■ Dataset excerpts
PR #5019, opened 2021-12-31
FEAT: high level tracer

hiiamboris:
cleaner ver with operators

### DIFF
--- a/environment/tools.red
+++ b/environment/tools.red
@@ -488,6 +488,7 @@ system/tools: context [
 					][
 						clear change skip tail r -4 "..."
 					]
+					clear skip r part					;-- when part < 3-4
 				]
 				r
 			]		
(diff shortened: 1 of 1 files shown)


hiiamboris:
For whatever reason, compiler hates the `<<<` word.
It compiles the console and console works, but attempt to compile libRedRT with that word inside fails with:
```
Compiling to native code...
*** Driver Internal Error: Script Error : undecorate expected sym argument of type: word path

*** Where: repend
*** Near:  [undecorate def]
```
As a result, most of the test suite crashes, then just hangs on the last script:
```
** - unicode******************************************0 / 1 **
** - preprocessor tests*******************************0 / 42 **
** - run-all-comp1*red********************************0 / 1 **
** - run-all-comp2*red********************************0 / 1 **
** - Red print****************************************1 / 18 **
running  run-time-error-test.r
```
Should I open an issue about it?

hiiamboris:
I take it as a yes then.

PR #5069, opened 2022-02-14
FEAT: initial format module

hiiamboris:
This is roughly what Format module will look like. Code uglified a bit to accomodate for the lack of higher level constructs, but still can only be tested interpreted because requires L10N.

Should this module's context be `system/formatting` or just `formatting` or ...?


pekr:
Please call file properly - format.red, instead of module.red, which is aligned aproach to the View module. :-)

hiiamboris:
That name is already used.

PR #528, opened 2026-02-24
Piperw/vis fix

piperwolters:
There was a mismatch between the window names and the visualized layer, which made debugging window creation quite confusing.


rslearn/vis/render_raster_label.py
```diff
@@ -93,4 +93,7 @@ def read_raster_layer(
         window, bounds, layer_name, group_idx, layer_config, data_input
     )
 
-    return image_tensor.numpy().astype(np.float32)
+    array = image_tensor.numpy().astype(np.float32)  # (C, T, H, W)
```
favyen2: I think it should always return CTHW now so shouldn't need if statement here.

PR #537, opened 2026-02-27
Cleanup model config parsing

favyen2:
Add a ManagedBestLastCheckpoint that should be set when using model management. It will save best.ckpt and last.ckpt to the project directory.

### DIFF
--- a/tests/unit/train/test_prediction_writer.py
+++ b/tests/unit/train/test_prediction_writer.py
@@ -3,6 +3,7 @@
 import json
 import pathlib
 from typing import Any
+from unittest.mock import Mock
 
 import numpy as np
 import numpy.typing as npt
@@ -83,8 +84,6 @@ class MockDictionaryTask(Task):
 
     def get_metrics(self) -> MetricCollection:
         """Get metrics (not used in tests)."""
-        from torchmetrics import MetricCollection
-
         return MetricCollection({})
 
 
@@ -288,8 +287,6 @@ def test_write_raster(tmp_path: pathlib.Path) -> None:
     # probabilities.
     output = torch.zeros((2, 5, 5), dtype=torch.float32)
     # Create a mock trainer to satisfy type requirements
-    from unittest.mock import Mock
-
     mock_trainer = Mock(spec=Trainer)
     mock_trainer.datamodule = Mock()
     mock_trainer.datamodule.path = UPath(ds_path)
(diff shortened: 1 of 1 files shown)


rslearn/train/callbacks/checkpointing.py
```diff
@@ -0,0 +1,111 @@
...
+            return
+
+        current_val = current.item()
+        is_better = self._best_value is None or (
+            (self.mode == "min" and current_val < self._best_value)
+            or (self.mode == "max" and current_val > self._best_value)
+        )
+        if is_better:
+            self._best_value = current_val
+            best_path = os.path.join(self.dirpath, "best.ckpt")
```
cmwilhelm: iirc the old logic would make a checkpoint with some information baked into the filename like the epoch and step numbers. This was a bit obtuse to discover, but it was nice because you could tell when the checkpoint was written and eyeball it against w&b curves.

Is it easy to recover epoch/step numbers from the embedded state dict? Or possibly we could even have a format like `f"best_epoch={epoch_num}step={step_num}.chpt"`?

rslearn/train/callbacks/checkpointing.py
```diff
@@ -0,0 +1,111 @@
...
+
+        os.makedirs(self.dirpath, exist_ok=True)
+
+        last_path = os.path.join(self.dirpath, "last.ckpt")
+        trainer.save_checkpoint(last_path)
+        logger.info("saved checkpoint to %s", last_path)
+
+        current = trainer.callback_metrics.get(self.monitor)
+        if current is None:
+            logger.warning(
```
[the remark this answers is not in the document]
favyen2: Thanks for catching that, fixed it to raise error

rslearn/train/prediction_writer.py
```diff
@@ -216,16 +217,44 @@ def __init__(
         super().__init__(write_interval="batch")
         self.output_layer = output_layer
         self.selector = selector or []
-        ds_upath = UPath(path, **path_options or {})
+
+        # Save args for use in self._initialize, which is called from setup function.
```
cmwilhelm: I'm a little unsure of what's going on with the changes in this file. Does this result in an outward behavioral change, or is this to make the existing behavior play nicely with the modifications to the managed project hooks?

cmwilhelm (approved):

PR #540, opened 2026-03-02
Fix performance issue when listing windows in groups with many windows

favyen2:
`iter_nonhidden_subdirs` is slow due to calling `is_dir` for each window. Here we move `is_dir` check into the parallelized function (`load_window`).

@robmarkcole I can't add you as reviewer but could use your feedback on this change.

### DIFF
--- a/rslearn/dataset/storage/file.py
+++ b/rslearn/dataset/storage/file.py
@@ -24,7 +24,7 @@ from .storage import WindowStorage, WindowStorageFactory
 logger = get_logger(__name__)
 
 
-def load_window(storage: "FileWindowStorage", window_dir: UPath) -> Window | None:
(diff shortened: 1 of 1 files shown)


favyen2:

rslearn/dataset/storage/file.py
```diff
@@ -34,8 +34,14 @@ def load_window(storage: "FileWindowStorage", window_dir: UPath) -> Window:
         window_dir: the path where the window is stored.
 
     Returns:
-        the window object.
+        the window object, or None if window_dir is not a directory.
     """
+    if not window_dir.is_dir():
```
favyen2: Do we actually care to do this check here? Or is it okay to fail if there are non-hidden files in the group dir?

PR #541, opened 2026-03-03
Improve robustness in match_candidate_items_to_windows when re-projection is needed

favyen2:
- Refactor safely_reproject_within_valid_area and use it when matching items to windows.
- Call shapely.make_valid in STGeometry.to_projection to handle edge cases.

### DIFF
--- a/rslearn/utils/geometry.py
+++ b/rslearn/utils/geometry.py
@@ -317,7 +317,7 @@ class STGeometry:
 
         For geometries already in WGS84, this is a no-op.
         """
-        if self.projection.crs == CRS.from_epsg(WGS84_EPSG):
+        if self.projection.crs == WGS84_PROJECTION.crs:
             if self.projection == WGS84_PROJECTION:
                 return self
             return self.to_projection(WGS84_PROJECTION)


favyen2:

rslearn/utils/geometry.py
```diff
@@ -300,17 +295,17 @@ def is_global(self) -> bool:
...
 
-        This means that it will likely have issues during re-projections and such.
+        For geometries already in WGS84, this is a no-op.
         """
-        wgs84_bounds = self.to_projection(WGS84_PROJECTION).shp.bounds
-        if wgs84_bounds[2] - wgs84_bounds[0] > MAX_GEOMETRY_DEGREES:
-            return True
-        if wgs84_bounds[3] - wgs84_bounds[1] > MAX_GEOMETRY_DEGREES:
-            return True
-        return False
```
APatrickJ: We do use this function in Studio, though I suppose we could easily write our own version that does the same thing (and ideally we want to remove the rslearn dependency from Studio entirely anyway). But for now, maybe mark this as deprecated?

rslearn/utils/geometry.py
```diff
@@ -568,56 +577,82 @@ def split_at_antimeridian(geometry: STGeometry, epsilon: float = 1e-6) -> STGeom
...
+        using shp.bounds directly would result in a big box).
+        """
+        shp = get_valid_geom_wgs84().shp
+        parts = shp.geoms if hasattr(shp, "geoms") else [shp]
+        boxes = []
+        for part in parts:
+            b = part.bounds
+            boxes.append(
+                shapely.box(
+                    b[0] - WGS84_CLIP_BUFFER_DEGREES,
```
favyen2: If we add max(width, height) here then we would better deal with large window geometries.

rslearn/utils/geometry.py
```diff
@@ -568,56 +577,82 @@ def split_at_antimeridian(geometry: STGeometry, epsilon: float = 1e-6) -> STGeom
...
+    src_geoms: Sequence[STGeometry], valid_geom: STGeometry
+) -> Sequence[STGeometry | None]:
+    """Re-project src_geoms into the projection of valid_geom.
 
-    It will first check for compatibility in WGS84, and only proceed with re-projection
-    if the geometries intersect.
+    Unlike direct to_projection(), this clips each source geometry in WGS84 to a
+    buffered area around valid_geom before reprojecting. This minimizes distortions in
+    case valid_geom is small but src_geoms may be large. It works best if src_geoms are
+    also natively in WGS84; otherwise, there could be distortion issues re-projecting
```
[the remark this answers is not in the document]
favyen2: added a notice about it in _filter_and_project_items

favyen2:

PR #546, opened 2026-03-04
Provide the Item object to the TileStore during materialization.

### LINKED ISSUE #545: Refactor materialize to avoid the need for item caches in some data sources
Some data sources (including the StacDataSource base class) use a cache to store item metadata to avoid many queries about items to the data source during materialization. These queries arise because the TileStore API (e.g. TileStore.read_raster) receives the item name but not the item object; so it needs to convert it to item object for those functions, even though the caller (like RasterMaterializer) actually does have access to the item objects.

favyen2:
This way, when using direct materialization from the data source, the data source has access to the Item object which may provide information it needs to handle TileStore functionality like get_raster_bounds and read_raster. Currently, only the name is passed, so several data sources have to lookup the Item by name; some of these implement a cache for the Item even though really we already save it in items.json and have access to it.

Other notes:
- Since the data sources now see the item during materialization, they can return RasterArrays that include the time range directly instead of needing to handle it in `materialize.py`.
- Resolves #545

### DIFF
--- a/docs/DataSources.md
+++ b/docs/DataSources.md
@@ -63,6 +63,7 @@ detailed page with configuration options and available bands. See
 | [google_earth_engine.GoogleSatelliteEmbeddings](data_sources/google_earth_engine_GoogleSatelliteEmbeddings.md) | Google Earth Engine | Google Satellite Embedding v1, requires GEE credentials |
 | [planetary_computer.PlanetaryComputer](data_sources/planetary_computer_PlanetaryComputer.md) | Microsoft Planetary Computer | Generic collection access |
 | [planetary_computer.Sentinel3SlstrLST](data_sources/planetary_computer_Sentinel3SlstrLST.md) | Microsoft Planetary Computer | Land Surface Temperature, requires ingestion |
+| [earthdaily.Biophysical](data_sources/earthdaily_Biophysical.md) | EarthDaily | LAI/FAPAR/FCOVER, requires EarthDaily credentials |
 | [xyz_tiles.XyzTiles](data_sources/xyz_tiles_XyzTiles.md) | Any XYZ tile server | Web slippy tiles |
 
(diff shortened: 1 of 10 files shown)


favyen2:
@claude can you review the PR?

favyen2:
@APatrickJ I think this is the first step that would enable updating the olmoearth_datasets data source to make the query in `materialize(self, window, item_groups, layer_name, layer_cfg)` function and it can call `RasterMaterializer().materialize(...)` with a modified item_groups that has the signed URLs cached; then when RasterMaterializer calls back to the data source `read_raster` function, `read_raster` should get those cached URLs in the Item.

rslearn/data_sources/aws_google_satellite_embedding_v1.py
```diff
@@ -353,7 +353,8 @@ def read_raster(
 
         Overrides base class to handle band selection (the base class reads all bands).
         """
-        asset_url = self.get_asset_url(item_name, "image")
+        assert isinstance(item, GoogleSatelliteEmbeddingV1Item)
+        asset_url = self.get_asset_url(item, "image")
```
APatrickJ: Usually it's best to avoid assert in prod code, could replace with:

```suggestion
        typed_item = cast(GoogleSatelliteEmbeddingV1Item, item)
        asset_url = self.get_asset_url(typed_item, "image")
```

APatrickJ (approved):
Looks good, thanks!

rslearn/data_sources/aws_google_satellite_embedding_v1.py
favyen2: That is what Claude did originally but won't that hide error when the item is not the right type? I thought cast is only for type checking and not really going to raise any error.

favyen2:

PR #598, opened 2026-04-08
Adds Scl compositor and separates docs

robmarkcole:
- Added a new Sentinel-2 SCL-based ranking compositor
- Added unit coverage for SCL ranking behavior
- Added config-instantiation coverage for the new compositor class path
- Docs were restructured so compositors are standalone (similar to data sources)

## Comparison with OmniCloudMask
OmniCloudMask may be struggling due to the small patch size & lack of context. Created https://github.com/DPIRD-DMA/OmniCloudMask/issues/32

sentinel2_scl_vs_omnicloudmask_broads
sentinel2_scl_vs_omnicloudmask_cairngorms
sentinel2_scl_vs_omnicloudmask_ely
sentinel2_scl_vs_omnicloudmask_kerry
sentinel2_scl_vs_omnicloudmask_lakedistrict
sentinel2_scl_vs_omnicloudmask_lincolnwolds
sentinel2_scl_vs_omnicloudmask_nymoors
sentinel2_scl_vs_omnicloudmask_southdowns
sentinel2_scl_vs_omnicloudmask_ydales


favyen2 (commented):
This looks good to me! It includes #597 so I will take another look after that PR is merged.

rslearn/data_sources/planetary_computer.py
```diff
@@ -320,9 +320,37 @@ class Sentinel2(PlanetaryComputer):
         "B11": ["B11"],
         "B12": ["B12"],
         "B8A": ["B8A"],
+        "SCL": ["SCL"],
         "visual": ["R", "G", "B"],
     }
 
+    @staticmethod
+    def _get_compositor_scoring_bands(context: DataSourceContext) -> set[str]:
```
favyen2: I prefer to leave it up to the user to enable these bands so that we don't need to check over the compositing dictionary here. It is a bit awkward since currently they would need to add it to a materialized band set (`context.layer_config` takes priority over `assets` so specifying assets explicitly to avoid needing to materialize it would not work) but I don't think this code will be easy to maintain.

favyen2 (commented):
This looks good and thanks for also adding SCL asset option for Planetary Computer! Just had one comment about the _get_compositor_scoring_bands.

rslearn/data_sources/planetary_computer.py
robmarkcole: Removed and refined the docs

favyen2 (approved):

PR #607, opened 2026-04-14
Add forkserver preload to rslearn to speed up data loader initialization

favyen2:
Previously we had this in rslearn_projects but now we don't go through rslearn_projects when running fine-tuning. I changed the preload to be fairly generic so it should only include the core requirements along with optional requirements that are needed in lightning_cli.py anyway like wandb.


piperwolters (approved):
looks good to me!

■ Task statement
From the records above, return each line that has the string "needed".

■ Answer to this problem
Improve robustness in match_candidate_items_to_windows when re-projection is needed
Previously we had this in rslearn_projects but now we don't go through rslearn_projects when running fine-tuning. I changed the preload to be fairly generic so it should only include the core requirements along with optional requirements that are needed in lightning_cli.py anyway like wandb.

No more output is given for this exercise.